我们反汇编manual_composition到manual_composition.txt

objdump -S ./composition/build/composition/manual_composition > manual_composition.txt

然后沿着main函数去寻找线索

000000000000e5a9 <main>:
    e5a9:	f3 0f 1e fa          	endbr64
    e5ad:	55                   	push   %rbp
    e5ae:	48 89 e5             	mov    %rsp,%rbp
    e5b1:	53                   	push   %rbx
……
    e733:	e8 6c 14 00 00       	call   fba4 <_ZSt11make_sharedIN11composition6TalkerEJRN6rclcpp11NodeOptionsEEESt10shared_ptrINSt9enable_ifIXntsrSt8is_arrayIT_E5valueES8_E4typeEEDpOT0_>
……

然后一直追踪下去，会陆续找到：

• ZNSt10shared_ptrIN11composition6TalkerEEC1ISaIvEJRN6rclcpp11NodeOptionsEEEESt20_Sp_alloc_shared_tagIT_EDpOT0
• ZNSt12__shared_ptrIN11composition6TalkerELN9__gnu_cxx12_Lock_policyE2EEC1ISaIvEJRN6rclcpp11NodeOptionsEEEESt20_Sp_alloc_shared_tagIT_EDpOT0
• ZNSt14__shared_countILN9__gnu_cxx12_Lock_policyE2EEC1IN11composition6TalkerESaIvEJRN6rclcpp11NodeOptionsEEEERPT_St20_Sp_alloc_shared_tagIT0_EDpOT1
• ZNSt23_Sp_counted_ptr_inplaceIN11composition6TalkerESaIvELN9__gnu_cxx12_Lock_policyE2EEC1IJRN6rclcpp11NodeOptionsEEEES2_DpOT
• ZSt10_ConstructIN11composition6TalkerEJRN6rclcpp11NodeOptionsEEEvPT_DpOT0
• _ZN11composition6TalkerC1ERKN6rclcpp11NodeOptionsE

000000000000e3b0 <_ZN11composition6TalkerC1ERKN6rclcpp11NodeOptionsE@plt>:
    e3b0:	f3 0f 1e fa          	endbr64
    e3b4:	ff 25 96 9b 00 00    	jmp    *0x9b96(%rip)        # 17f50 <_ZN11composition6TalkerC1ERKN6rclcpp11NodeOptionsE@Base>
    e3ba:	66 0f 1f 44 00 00    	nopw   0x0(%rax,%rax,1)

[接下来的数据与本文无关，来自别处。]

PR #126, opened 2019-06-20
Displaying a "loading" widget while StreamProvider and FutureProvider work in the background

Alfie-AD:
Hi. Thanks for the hard work. Think this might come in handy. Let me know.!

### DIFF
--- a/packages/provider/lib/src/async_provider.dart
+++ b/packages/provider/lib/src/async_provider.dart
@@ -139,16 +139,17 @@ class StreamProvider<T> extends ValueDelegateWidget<Stream<T>>
       stream: delegate.value,
       initialData: initialData,
       builder: (_, snapshot) {
-        if (snapshot.connectionState == ConnectionState.none) {
-          return Center(child: const Text('No Data'));
-        } else if (snapshot.connectionState == ConnectionState.done) {
-          return InheritedProvider<T>(
-            value: _snapshotToValue(snapshot, context, catchError, this),
-            child: child,
-            updateShouldNotify: updateShouldNotify,
-          );
-        } else if (snapshot.connectionState == ConnectionState.waiting) {
-          return Center(child: const CircularProgressIndicator());
+        if (snapshot.hasError) return Text('Error: ${snapshot.error}');
+
+        switch (snapshot.connectionState) {
+          case ConnectionState.waiting:
+            return Scaffold(body: Center(child: const Text('Loading...')));
+          default:
+            return InheritedProvider<T>(
+              value: _snapshotToValue(snapshot, context, catchError, this),
+              child: child,
+              updateShouldNotify: updateShouldNotify,
+            );
         }
       },
     );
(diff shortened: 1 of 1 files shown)


rrousselGit:
Tanks for the contribution!

On the other hand, such logic should not be performed on the provider, but the consumer. 

StreamProvider is not a StreamBuilder. If your using StreamProvider this way, then you must likely want StreamBuilder instead.

Alfie-AD:
Hi again. i think being able to access your streams deep inside your widget tree without having to pass them in through all those ancestors is the real benefit of Streamprovider, THANKS AGAIN, and that's exactly what brought me here.

Firstly, I get an error the split second before the underlying StreamBuilder of StreamProvider emits any value. That's what got me to contribute. That can't possibly be a good thing in a production app.

This pic is a result of "childCount: streamedList.length" in a SliverChildBuilderDelegate

Screenshot_1561107917

Secondly, i think it might be better to be proactive than reactive. What Consumer exposes to its decendant is the final value which is well past the loading phase of StreamProvider/StreamBuilder and FutureProvider/FutureBuilder. In my case, all i can check is whether the value is empty or not, to the best of my knowledge.

My contribution only passes a widget to the underlying StreamBuiler and FutureBuilder and I hope it's not affecting the logics of Provider package with that.

If am wrong and there indeed is a way to check the status of the streams during the async operations before their final values arrive, kindly let me knw. A sample code will be appreciated.
Thanks.

rrousselGit:
By default, it uses `null` as the loading state.

```dart
StreamProvider<int>(
  builder: (_) async* {
    await Future.delayed(Duration(seconds: 2));
    yield 42;
  },
  child: Consumer<int>(
    builder: (_, value, __) {
      if (value == null) return CircularProgressIndicator();

      return Text('value: $value');
    }
  ),
);
```


This can be tweaked using the `initialData` parameter on `StreamProvider`:

```dart
StreamProvider<int>(
  initialData: 0,
  builder: <something>,
)
```

____


That can be used in combination with "sealed classes" to express your state:

```dart
abstract class MyState {}

class Loading implements MyState {
  const Loading();
}

class Error implements MyState {
  Error(this.error);

  final dynamic error;
}

class Value implements MyState {
   Value(this.count);

   final int count;
}
```

then used this way:

```dart
StreamProvider<MyState>(
  initialData: const Loading(),
  catchError: (_, err) => Error(err),
  builder: (_) async* {
    final result = await doSomeHttpRequest();
    yield Value(result);
  }
  child: Consumer<MyState>(
    builder: (_, state, __) {
      if (state is Loading) return CircularProgressIndicator();
      else if (state is Error) {
        return Text(state.error.toString());
      } else if (state is Value) {
        return Text(state.value.toString());
      }
    }
  ),
);
```

Alfie-AD:
Thanks alot.

rrousselGit:
Does that solve the use case?

If so, can we close this? :smile:

Alfie-AD:
Same error with the first snippet you gave. I guess value is created after streambuilder is done.

I haven't tried the second though, feels cumbersome.
Will let u know how that works out. In the mean time we can close this. 👍

rrousselGit:
> Same error with the first snippet you gave

That's because like I said earlier, in the first snippet, `Provider.of<Foo>` will return `null` when loading.

Simply treat `null` as the loading state 😄

PR #131, opened 2019-06-27
Add state notifier

wesbillman:
This is a concept for adding immutable state handling to provider. I'm not sure if you're intested in a changed like this, but wanted to propose before I put too much effort into making a nice PR :)

Please let me know if you think something like this would be useful and I can clean this up.

Another thought/step would be to add a `StateNotifierProvider` for Widgets to subscribe to state changes rather than the entire bloc `ChangeNotifier`.

```dart
class AuthenticationState extends State {
  final bool isLoading;
  final bool isAuthenticated;

  AuthenticationState({@required this.isLoading, @required this.isAuthenticated})
      : super([isLoading, isAuthenticated]);

  factory AuthenticationState.initial() {
    return AuthenticationState(isLoading: false, isAuthenticated: false);
  }

  factory AuthenticationState.loading() {
    return AuthenticationState(isLoading: true, isAuthenticated: false);
  }
}

class AuthenticationBloc extends StateNotifier<AuthenticationState> {
  AuthenticationBloc({@required this.session});

  logIn(String token) async {
    setState(AuthenticationState.loading());
    // do login stuff...
    setState(AuthenticationState(isLoading: f, isAuthenticated: false));
  }

  logOut() async {
    setState(AuthenticationState.loading());
    // do logout stuff.. 
    setState(AuthenticationState(isLoading: false, isAuthenticated: false));
  }

  @override
  AuthenticationState get initialState => AuthenticationState.initial();
}
```

### DIFF
--- a/packages/provider/pubspec.yaml
+++ b/packages/provider/pubspec.yaml
@@ -12,6 +12,7 @@ environment:
 dependencies:
   flutter:
     sdk: flutter
+  equatable:
 
 dev_dependencies:
   pedantic: ^1.4.0
--- a/packages/provider/lib/src/state.dart
+++ b/packages/provider/lib/src/state.dart
@@ -1,0 +1,1 @@
+abstract class State {}
--- a/packages/provider/lib/src/state_notifier.dart
+++ b/packages/provider/lib/src/state_notifier.dart
@@ -1,0 +1,17 @@
+import 'package:flutter/foundation.dart';
+
+abstract class StateNotifier<T> extends ChangeNotifier {
+  T _state;
+
+  StateNotifier() {
+    _state = initialState;
+  }
+
+  T get initialState;
+  T get state => _state;
+
+  void setState(T state) {
+    _state = state;
+    notifyListeners();
+  }
+}


packages/provider/pubspec.yaml
```diff
@@ -12,6 +12,7 @@ environment:
 dependencies:
   flutter:
     sdk: flutter
+  equatable:
```
rrousselGit: Why add this dependency?

rrousselGit:
I looks similar to something I made during my discussions with the flutter_bloc maintainers

https://gist.github.com/rrousselGit/b85ff28f3ee9509a97171f5b944890b1

It's an interesting idea, although a few things:
- that probably should be in an external package (although it can be in this repo)
- I don't like the idea of having `State` be a ChangeNotifier.

Alternatively, it sounds awfully similar to `ValueListenable` too.

packages/provider/pubspec.yaml
wesbillman: Mostly for unit testing states. For example, I can trigger and action, then assert that the states that were emitted match my expectations. This is 100% option, just wanted to through it in here for discussion

```dart
      subject.logIn('token');
      //wait for whatever
      expect(states, [
        AuthenticationState(isLoading: true, isAuthenticated: false),
        AuthenticationState(isLoading: false, isAuthenticated: true),
      ]);
```

wesbillman:
@rrousselGit thanks so much for the quick review and comments.

Yes, this is very similar to the flutter_bloc stuff, and definitely inspired by it. Also, I didn't take this PR too far because I wanted to check in with you first to see if you had and interest and/or if you had a suggestion to solve this in another way (possibly ValueListenable which I'll check out now).

I really like the flutter_bloc concept, but personally prefer the simplicity and usage of provider. I had implemented a project in "pure provider" meaning I didn't have immutable states, but rather just listed to bloc changes and evaluated the properties. For my team, it feels a bit easier to have immutable states to keep us all implementing things in a very standard way with slightly simpler unit test patterns. 

If this is possible/better with `ValueListenable`, perhaps I can give it a go and update the README to show and example of using this package with immutable states (but not really the actions like flutter_bloc/redux).

rrousselGit:
From the earlier gist, we can replace the `Store<T>` class with `ValueNotifier<T>`.

Then we can do:

```dart
class Counter extends ValueNotifier<int> {
  Counter(): super(0);

  void increment() => value++;

  void decrement() => value--;
}
```

and use it this way:

```dart
StoreProvider<int, Counter>(
  builder: (_) => Counter(),
  child: MyApp(),
);
```

And we can then independently do both:

```dart
Provider.of<Counter>(context);
Provider.of<int>(context);
```

The only issue is that `Counter.value` is not flagged as `@protected` or private, so I'm mixed about it.

Here's the updated gist to use `ValueNotifier`  https://gist.github.com/rrousselGit/4910f3125e41600df3c2577e26967c91

wesbillman:
Closing this out after chatting with @rrousselGit. We can pick it up again in the future if it's useful. Thanks @rrousselGit for the review!!

PR #149, opened 2019-07-10
Fix code formatting errors

toureh:
`flutter format --set-exit-if-changed lib test` is breaking

https://travis-ci.org/rrousselGit/provider/builds/556749587


rrousselGit:
Thanks!

Issue #161, opened 2019-07-17
Long lines in comments


bradyt:
Thank you for your awesome package.

Please turn on `- lines_longer_than_80_chars` in your `analysis_options.yaml`. It makes is easier to use the same reading environment across projects. Toggling a wrapping view in my editor is not as readable as hard wraps.

PR #162, opened 2019-07-18
Add linting of lines longer than 80 chars

bradyt:
I wasn't entirely consistent everywhere, but this commit is just a sketch of adding the linter.

Would fix https://github.com/rrousselGit/provider/issues/161.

我们在manual_composition中是找不到_ZN11composition6TalkerC1ERKN6rclcpp11NodeOptionsE的实现的

nm ./composition/build/composition/manual_composition | grep _ZN11composition6TalkerC1ERKN6rclcpp11NodeOptionsE

可以看到处于U状态，即未定义。
但是我们在动态链接库libtalker_component.so中可以找到它的实现

nm ./composition/build/composition/libtalker_component.so | grep _ZN11composition6TalkerC1ERKN6rclcpp11NodeOptionsE

所以我们看到例子manual_composition 虽然也是使用动态链接库的隐式加载，但是它没有使用Node工厂类的注册逻辑，而是直接依赖于符号。